Sine Wave Signal from Arduino for testing my FFT Spectrum Analyzer Web App

 I built a FFT spectrum analzyer web app and want to test it. To test it, I used analog signal generated by another Arduino Uno. For the spectrum analyzer to sample the signal I used Arduino Due. Arduino Due has more processing speed and capacity than Arduino Uno but one can also use the Arduino Uno board.

Below is the picture of Arduino which generates the 1 kHz sine wave signal from pin 9 using PWM method of generating sine wave. The PWM sine wave signal goes into the RC low pass filter filter which has a cutoff frequency ≈ 1.59 kHz. The magnitude slightly decreases. The RC filter uses 1kohm resistor and 0.1uF capacitor.

I don't think a schematic diagram is required for this. The code I used for generating analog sine wave signal using Arduino Uno is below:

Arduino Code for Sine Wave Generation

  
  /*
 * Arduino Uno - 1kHz Sine Wave Generation using PWM
 * LPF: 1kΩ resistor + 0.1µF capacitor (cutoff frequency ≈ 1.59kHz)
 * PWM Pin: Pin 9 (OC1A - Timer1)
 */

#include <avr/pgmspace.h>
#include <avr/interrupt.h>

// Sine wave lookup table (64 samples for one cycle)
// Values range from 0-255 (8-bit PWM resolution)
const uint8_t sineTable[] PROGMEM = {
  128, 140, 152, 164, 176, 187, 197, 207,
  216, 224, 231, 237, 242, 246, 249, 251,
  253, 254, 254, 253, 251, 249, 246, 242,
  237, 231, 224, 216, 207, 197, 187, 176,
  164, 152, 140, 128, 115, 103,  91,  79,
   68,  58,  48,  39,  31,  24,  18,  13,
    9,   6,   4,   2,   1,   1,   2,   4,
    6,   9,  13,  18,  24,  31,  39,  48
};

volatile uint8_t index = 0;

void setup() {
  // Set PWM pin as output
  pinMode(9, OUTPUT);

  // Configure Timer1 for Fast PWM mode with 8-bit resolution
  // PWM frequency = 16MHz / (prescaler * 510) ≈ 31.37kHz with prescaler=1

  // Clear Timer1 control registers
  TCCR1A = 0;
  TCCR1B = 0;

  // Configure Timer1 for Fast PWM 8-bit mode (Mode 5: WGM13=0, WGM12=1, WGM11=0, WGM10=1)
  TCCR1A |= (1 << WGM10);  // 8-bit Fast PWM
  TCCR1B |= (1 << WGM12);  // Fast PWM mode

  // Set OC1A (Pin 9) as PWM output (non-inverting mode)
  TCCR1A |= (1 << COM1A1);

  // Set prescaler to 1 (no prescaling) - 62.5ns per count
  TCCR1B |= (1 << CS10);

  // Enable Timer1 overflow interrupt
  TIMSK1 |= (1 << TOIE1);

  // Enable global interrupts
  sei();

  // Initial PWM value
  OCR1A = 128;  // Midpoint value (2.5V)
}

ISR(TIMER1_OVF_vect) {
  // Update PWM duty cycle with next sine value from lookup table
  OCR1A = pgm_read_byte(&sineTable[index]);

  // Increment index and wrap around
  index++;
  if (index >= 64) {
    index = 0;
  }
}

void loop() {
  // Nothing to do here - everything handled by interrupts
  // You can add other code here if needed
}

So I checked the signal out on an oscilloscope. Below is screenshot of the sine wave generated by using PWM signal from Arduino and then passing it through a RC low pass filter. 
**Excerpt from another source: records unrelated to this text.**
PR #1404, opened 2021-05-16
add venue details information card + showInfo setting

margulies:
This allows the option for each venue to show a left column information card. This is relevent to the env/ohbm educational courses, but I made the PR to staging as it is a general feature. Just let me know if the PR branch should be changed

### DIFF
--- a/src/components/molecules/InformationCard/InformationCard.tsx
+++ b/src/components/molecules/InformationCard/InformationCard.tsx
@@ -4,7 +4,7 @@ import classNames from "classnames";
 import "./InformationCard.scss";
 
 export interface InformationCardProps {
-  title: string;
+  title?: string;
   children: React.ReactNode;
   className?: string;
 }
@@ -15,7 +15,7 @@ const InformationCard: React.FC<InformationCardProps> = ({
   className,
 }) => (
   <div className={classNames("information-card-container", className)}>
-    <h4 className="title">{title}</h4>
+    {title && <h4 className="title">{title}</h4>}
     <div className="information-card-text">{children}</div>
   </div>
 );
--- a/src/components/organisms/WithInformationCard/WithInformationCard.scss
+++ b/src/components/organisms/WithInformationCard/WithInformationCard.scss
@@ -1,0 +1,10 @@
+.information-title {
+  font-size: 22px;
+  font-weight: bold;
+}
+.information-subtitle {
+  font-size: 18px;
+}
+.information-description {
+  font-size: 18px;
+}
--- a/src/components/organisms/WithInformationCard/WithInformationCard.tsx
+++ b/src/components/organisms/WithInformationCard/WithInformationCard.tsx
@@ -1,0 +1,38 @@
+import React from "react";
+
+import { AnyVenue } from "types/venues";
+
+import { InformationLeftColumn } from "components/organisms/InformationLeftColumn";
+import InformationCard from "components/molecules/InformationCard";
+
+import "./WithInformationCard.scss";
+
+interface PropsType {
+  venue: AnyVenue;
+  showInfo?: boolean;
+}
+
+export const WithInformationCard: React.FunctionComponent<PropsType> = ({
+  venue,
+  showInfo = false,
+}) => (
+  <>
+    {showInfo && (
+      <InformationLeftColumn iconNameOrPath={venue?.host?.icon || "info"}>
+        <InformationCard>
+          <p className="information-title">{venue.name}</p>
+          {venue.config?.landingPageConfig.subtitle && (
+            <p className="information-subtitle">
+              {venue.config?.landingPageConfig.subtitle}
+            </p>
+          )}
+          {venue.config?.landingPageConfig.description && (
+            <p className="information-description">
+              {venue.config?.landingPageConfig.description}
+            </p>
+          )}
+        </InformationCard>
+      </InformationLeftColumn>
+    )}
+  </>
+);
--- a/src/pages/VenuePage/TemplateWrapper.tsx
+++ b/src/pages/VenuePage/TemplateWrapper.tsx
@@ -24,6 +24,7 @@ import { ReactionPage } from "components/templates/ReactionPage";
 import { ChatSidebar } from "components/organisms/ChatSidebar";
 import { UserProfileModal } from "components/organisms/UserProfileModal";
 import { WithNavigationBar } from "components/organisms/WithNavigationBar";
+import { WithInformationCard } from "components/organisms/WithInformationCard";
 
 import { AnnouncementMessage } from "components/molecules/AnnouncementMessage";
 
@@ -142,6 +143,7 @@ const TemplateWrapper: React.FC<TemplateWrapperProps> = ({ venue }) => {
     <ReactionsProvider venueId={venue.id}>
       <WithNavigationBar fullscreen={fullscreen} hasBackButton={hasBackButton}>
         <AnnouncementMessage message={venue.bannerMessage} />
+        <WithInformationCard venue={venue} showInfo={venue?.showInfo} />
         {template}
         <ChatSidebar />
         <UserProfileModal />
--- a/src/types/venues.ts
+++ b/src/types/venues.ts
@@ -145,6 +145,7 @@ export interface BaseVenue {
   hideVideo?: boolean;
   showLiveSchedule?: boolean;
   showGrid?: boolean;
+  showInfo?: boolean;
   roomVisibility?: RoomVisibility;
   rooms?: Room[];
   width: number;
--- a/src/components/organisms/WithInformationCard/index.ts
+++ b/src/components/organisms/WithInformationCard/index.ts
@@ -1,0 +1,1 @@
+export { WithInformationCard } from "./WithInformationCard";


src/components/organisms/WithInformationCard/WithInformationCard.scss
```diff
@@ -0,0 +1,10 @@
+.information-title {
+  font-size: 22px;
+  font-weight: bold;
+}
+.information-subtitle {
+  font-size: 18px;
+}
+.information-description {
+  font-size: 18px;
+}
```
0xdevalias, line 10: Ideally this would follow our latest BEM styling patterns as described in https://github.com/sparkletown/sparkle/pull/1401#pullrequestreview-660507743

- http://getbem.com/naming/

```suggestion
.WithInformationCard {
  &__title {
    font-size: 22px;
    font-weight: bold;
  }
  
  &__subtitle {
    font-size: 18px;
  }

  &__description {
    font-size: 18px;
  }
}
```

0xdevalias: Actually, why are these styles being set here in `WithInformationCard`, yet seemingly designed to override the styles in `src/components/molecules/InformationCard/InformationCard.scss`? Would they not be better set in `InformationCard.scss`?

Ideally the BEM pattern described above would be used directly in `InformationCard.scss`, though there would be couple of places that would need updating across the codebase to use those new names when you do:

- https://github.com/sparkletown/sparkle/search?q=information-card-container
- https://github.com/sparkletown/sparkle/search?q=information-card-text

src/components/organisms/WithInformationCard/WithInformationCard.tsx
```diff
@@ -0,0 +1,38 @@
...
+import InformationCard from "components/molecules/InformationCard";
+
+import "./WithInformationCard.scss";
+
+interface PropsType {
+  venue: AnyVenue;
+  showInfo?: boolean;
+}
+
+export const WithInformationCard: React.FunctionComponent<PropsType> = ({
```
0xdevalias, line 15: Export component props + name them as `[COMPONENTNAME]Props`:

```suggestion
export interface WithInformationCardProps {
  venue: AnyVenue;
  showInfo?: boolean;
}

export const WithInformationCard: React.FC<WithInformationCardProps> = ({
```

src/components/organisms/WithInformationCard/WithInformationCard.tsx
```diff
@@ -0,0 +1,38 @@
...
+  venue,
+  showInfo = false,
+}) => (
+  <>
+    {showInfo && (
```
0xdevalias, line 20: Why do we pass this prop in to conditionally render here, rather than just conditionally rendering `WithInformationCard` itself in the calling code/parent component?

```suggestion
}) => (
```

src/components/organisms/WithInformationCard/WithInformationCard.tsx
```diff
@@ -0,0 +1,38 @@
...
+      <InformationLeftColumn iconNameOrPath={venue?.host?.icon || "info"}>
```
0xdevalias, line 21: `"info"` appears to already be the default value for this prop, so just passing in a value that evaluates to `undefined` will use the existing default.

(also, as a general note, we use `??` rather than `||` when defining our defaults for nullish variables)

```suggestion
      <InformationLeftColumn iconNameOrPath={venue?.host?.icon}>
```

0xdevalias: Also, in the types for this component (`WithInformationCardProps`) you've said that `venue` must always be defined, therefore there should be no need to be using the `?` syntax here (at least from the root `venue` variable). It's only needed/used when a variable could be `undefined`/etc.

src/components/molecules/InformationCard/InformationCard.tsx
```diff
@@ -15,7 +15,7 @@ const InformationCard: React.FC<InformationCardProps> = ({
   className,
 }) => (
   <div className={classNames("information-card-container", className)}>
-    <h4 className="title">{title}</h4>
+    {title && <h4 className="title">{title}</h4>}
```
0xdevalias, line 18: What's the thoughts/motivation for making the title here optional out of curiosity?

src/components/organisms/WithInformationCard/WithInformationCard.tsx
```diff
@@ -0,0 +1,38 @@
...
+        <InformationCard>
+          <p className="information-title">{venue.name}</p>
```
0xdevalias, line 23: Why are we adding the title here separately, after making it optional in `InformationCard`?

Why not just use the `title` prop on `InformationCard` as intended?

```suggestion
        <InformationCard title={venue.name}>
```

src/components/organisms/WithInformationCard/WithInformationCard.tsx
```diff
@@ -0,0 +1,38 @@
...
+          {venue.config?.landingPageConfig.subtitle && (
```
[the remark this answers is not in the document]
0xdevalias: Instead of repeating these long variable paths here directly in the JSX, it would be better to extract them into `const`s in the main body of this component above.

Eg. something like this:

```typescript
const { subtitle, description } = venue.config?.landingPageConfig;
```

src/components/organisms/WithInformationCard/WithInformationCard.tsx
```diff
@@ -0,0 +1,38 @@
...
+            <p className="information-subtitle">
+              {venue.config?.landingPageConfig.subtitle}
+            </p>
```
0xdevalias, line 27: Would it be better to just add a new optional `subtitle` prop to `InformationCard` and pass this value into it?

src/components/organisms/WithInformationCard/WithInformationCard.tsx
```diff
@@ -0,0 +1,38 @@
...
+          )}
+          {venue.config?.landingPageConfig.description && (
```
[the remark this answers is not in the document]
0xdevalias: As described above in https://github.com/sparkletown/sparkle/pull/1404/files#r633069252

src/components/organisms/WithInformationCard/WithInformationCard.tsx
```diff
@@ -0,0 +1,38 @@
+import React from "react";
```
0xdevalias, line 1: This file is called `WithInformationCard`, but it seems to be implementing a very specific type of 'venue description' information card. Perhaps it should be named more explicitly for that purpose?

src/pages/VenuePage/TemplateWrapper.tsx
```diff
@@ -142,6 +143,7 @@ const TemplateWrapper: React.FC<TemplateWrapperProps> = ({ venue }) => {
     <ReactionsProvider venueId={venue.id}>
       <WithNavigationBar fullscreen={fullscreen} hasBackButton={hasBackButton}>
         <AnnouncementMessage message={venue.bannerMessage} />
+        <WithInformationCard venue={venue} showInfo={venue?.showInfo} />
```
0xdevalias, line 146: As mentioned in an earlier comment, it might be better to conditionally render this here directly rather than passing the `showInfo` prop into the component. Also, `venue` is always defined at this point, so there is no reason to use the `?` 'safe accessor' helper:

```suggestion
        {venue.showInfo && <WithInformationCard venue={venue} />}
```

0xdevalias: Also, how will this 'interact' with other templates throughout the app that already explicitly use `InformationLeftColumn`/related wrappers/etc themselves directly? I expect by rendering it here _and_ within those components, the floating elements are going to end up 'over the top of one another':

- https://github.com/sparkletown/sparkle/search?q=InformationLeftColumn
- https://github.com/sparkletown/sparkle/search?q=InformationCard

eg.

- `DonatePopUp`: https://github.com/sparkletown/sparkle/blob/staging/src/components/molecules/DonatePopUp/DonatePopUp.tsx#L24-L48
  - seemingly only used on `src/components/templates/Playa/Playa.tsx` (legacy template)
- `SparkleFairiesPopUp`: https://github.com/sparkletown/sparkle/blob/staging/src/components/molecules/SparkleFairiesPopUp/SparkleFairiesPopUp.tsx#L17-L46
  - used on
    - `src/components/templates/PartyMap/PartyMap.tsx`
    - `src/components/templates/ArtPiece/ArtPiece.tsx`
    - `src/components/templates/Playa/Playa.tsx` (legacy template)
- `CreateEditPopUp`: https://github.com/sparkletown/sparkle/blob/staging/src/components/molecules/CreateEditPopUp/CreateEditPopUp.tsx
  - seemingly only used on `src/components/templates/Playa/Playa.tsx` (legacy template)
- `JazzBarSkeletonPage`: https://github.com/sparkletown/sparkle/blob/staging/src/components/templates/Jazzbar/JazzBarSkeletonPage/JazzBarSkeletonPage.tsx#L23-L77
  - used on `src/components/templates/Jazzbar/Jazzbar.tsx`
  - the usage in `JazzBarSkeletonPage` seems to be the same venue name/subtitle/description usage as implemented in this PR + some default fallbacks to legacy text (Kansas Smitty's). I expect we could probably clean up all of this and just use your implementation here.
    - In doing so, it may be possible to remove the `JazzBarSkeletonPage` component entirely, and just move any relevant styles/etc (eg. `jazz-bar-container`) into `Jazzbar` directly.
    - And then once that is done, it makes `src/components/templates/Jazzbar/Jazzbar.tsx` sort of a basically empty/irrelevant wrapper too, so it could probably be removed, and rename `src/components/templates/Jazzbar/JazzTab/JazzTab.tsx` to `Jazzbar` (+ move it up a level so all of it's files end up in `src/components/templates/Jazzbar/` rather than being in `src/components/templates/Jazzbar/JazzTab`)
- `ArtPiece`: https://github.com/sparkletown/sparkle/blob/staging/src/components/templates/ArtPiece/ArtPiece.tsx#L32-L42
  - used in `src/pages/VenuePage/TemplateWrapper.tsx`
  - it also looks like the `default` exports aren't actually used anywhere, so can be removed from `ArtPiece.tsx` + the associated `index.tsx`
- `ConversationSpace`: https://github.com/sparkletown/sparkle/blob/staging/src/components/templates/ConversationSpace/ConversationSpace.tsx#L36-L46
  - used in `src/pages/VenuePage/TemplateWrapper.tsx`
  - it also looks like the `default` exports aren't actually used anywhere, so can be removed from `ConversationSpace.tsx` + the associated `index.tsx`
- etc

src/components/organisms/WithInformationCard/WithInformationCard.tsx
0xdevalias: Maybe `VenueDetailsPopUp` or similar, to match the naming of other similar components?

0xdevalias (changes requested):
Questions/comments/suggestions.

src/types/venues.ts
```diff
@@ -145,6 +145,7 @@ export interface BaseVenue {
   hideVideo?: boolean;
   showLiveSchedule?: boolean;
   showGrid?: boolean;
+  showInfo?: boolean;
```
0xdevalias, line 148: Should we also be implementing the toggle in the admin tooling to be able to enable/disable this setting?

mike-lvov:
Unrelated PR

Below is a video about this:

I wrote and generated several times such sine wave signal from Arduino boards. I already forgot because its been long time. Below are related links

• Arduino Due Sine Wave Generator with Adjustable Frequency
• Arduino 8MHz Variable Frequency Generator

Now I am ready to test my web based real time free FFT spectrum analyzer and maybe also the free DFT spectrum analyzer and see how this sine wave signal will appear on the web app screen.